> _Task objective_:
Write out every line exactly, from the first line of the records below through the line that contains "thaJeztah, line 118: It".

> _Records provided_:

PR #4195, opened 2023-12-18
fix: don't override storage driver useragent if it's set

milosgajdos:
We are overriding whatever value is set in the storage driver `useragent` config.

Let's.....NOT do that and only override it if it's not set.

PTAL @Jamstah @thaJeztah

### DIFF
--- a/registry/handlers/app.go
+++ b/registry/handlers/app.go
@@ -113,7 +113,9 @@ func NewApp(ctx context.Context, config *configuration.Configuration) *App {
 	if storageParams == nil {
 		storageParams = make(configuration.Parameters)
 	}
-	storageParams["useragent"] = fmt.Sprintf("distribution/%s %s", version.Version, runtime.Version())
+	if storageParams["useragent"] == "" {
+		storageParams["useragent"] = fmt.Sprintf("distribution/%s %s", version.Version, runtime.Version())
+	}
 
 	var err error
 	app.driver, err = factory.Create(app, config.Storage.Type(), storageParams)


registry/handlers/app.go
```diff
@@ -113,7 +113,9 @@ func NewApp(ctx context.Context, config *configuration.Configuration) *App {
 	if storageParams == nil {
 		storageParams = make(configuration.Parameters)
 	}
-	storageParams["useragent"] = fmt.Sprintf("distribution/%s %s", version.Version, runtime.Version())
+	if storageParams["useragent"] == "" {
+		storageParams["useragent"] = fmt.Sprintf("distribution/%s %s", version.Version, runtime.Version())
+	}
```
thaJeztah, line 118: It looks like this was intentional https://github.com/distribution/distribution/commit/2dc1af12a1df1219fbca30784693cd7db7b5482c (https://github.com/distribution/distribution/pull/1381) to address https://github.com/distribution/distribution/issues/1353

Is it correct to use the user-agent of the driver? (not the registry acting as client for s3)

milosgajdos: I saw those PRs: my takeaway was it wasnt intended for debugging purposes, but that doesn't mean you shouldn't be able to set your own should you wish to do so.

This PR sets it to the "default" value _unless_ the user explicitly requires a specific `User-agent`.

Say you run a commercial registry offering and want to distinguish your UA from the default one. How do you imagine doing that? (NOTE: I am not running any commercial service, just imagining a legitimate usecase)

Jamstah (approved):

corhere (approved):
I second @milosgajdos interpretation

registry/handlers/app.go
thaJeztah: Ah, sorry, I should've looked more in-depth. I wasn't sure where `storageParams["useragent"]` could originate from, and if it could be initialised by the storage-driver itself (i.e., if the storage-driver itself would propagate it with (say) a blanket `Amazon s3 client SDK`). If that's not the case, then 💯 on not overriding it if it's set.

I'm curious though; is there a _global_ config for this? It looks like it currently is required to be set _for the selected storage driver_ (`config.Storage.Parameters()` returns config options for each driver, which feels ... odd (I would consider the application _as a whole_ to use a specific user-agent)

milosgajdos: To summarise the conversation I had with Seb offline:
He is suggesting creating a _global_ configuration for `useragent` which can then be passed to individual storage drivers and used anywhere it might be needed.

That's a reasonable suggestion and I've made a new issue for it here: https://github.com/distribution/distribution/issues/4202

> _Answer_:
PR #4195, opened 2023-12-18
fix: don't override storage driver useragent if it's set

milosgajdos:
We are overriding whatever value is set in the storage driver `useragent` config.

Let's.....NOT do that and only override it if it's not set.

PTAL @Jamstah @thaJeztah

### DIFF
--- a/registry/handlers/app.go
+++ b/registry/handlers/app.go
@@ -113,7 +113,9 @@ func NewApp(ctx context.Context, config *configuration.Configuration) *App {
 	if storageParams == nil {
 		storageParams = make(configuration.Parameters)
 	}
-	storageParams["useragent"] = fmt.Sprintf("distribution/%s %s", version.Version, runtime.Version())
+	if storageParams["useragent"] == "" {
+		storageParams["useragent"] = fmt.Sprintf("distribution/%s %s", version.Version, runtime.Version())
+	}
 
 	var err error
 	app.driver, err = factory.Create(app, config.Storage.Type(), storageParams)


registry/handlers/app.go
```diff
@@ -113,7 +113,9 @@ func NewApp(ctx context.Context, config *configuration.Configuration) *App {
 	if storageParams == nil {
 		storageParams = make(configuration.Parameters)
 	}
-	storageParams["useragent"] = fmt.Sprintf("distribution/%s %s", version.Version, runtime.Version())
+	if storageParams["useragent"] == "" {
+		storageParams["useragent"] = fmt.Sprintf("distribution/%s %s", version.Version, runtime.Version())
+	}
```
thaJeztah, line 118: It looks like this was intentional https://github.com/distribution/distribution/commit/2dc1af12a1df1219fbca30784693cd7db7b5482c (https://github.com/distribution/distribution/pull/1381) to address https://github.com/distribution/distribution/issues/1353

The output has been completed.